Dataset excerpts

PR #1606, opened 2024-08-31
Add channel address in add fixture dialogue

yestalgia:
Forum thread: https://www.qlcplus.org/forum/viewtopic.php?t=17674

This pull request is made in response to the above forum thread. When adding a fixture, it can be helpful to have the address available for reference. 

Testing required:
- EFX Editor
- Scene Editor


yestalgia:
Completed UI tests on windows. Here are the results:

EFX editor:
image


VC XY Pad:
image

Scene Editor:
image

• [Work task]: The task calls for each record to be returned verbatim.

• [Solution for this exercise]:
PR #1606, opened 2024-08-31
Add channel address in add fixture dialogue

yestalgia:
Forum thread: https://www.qlcplus.org/forum/viewtopic.php?t=17674

This pull request is made in response to the above forum thread. When adding a fixture, it can be helpful to have the address available for reference. 

Testing required:
- EFX Editor
- Scene Editor


yestalgia:
Completed UI tests on windows. Here are the results:

EFX editor:
image


VC XY Pad:
image

Scene Editor:
image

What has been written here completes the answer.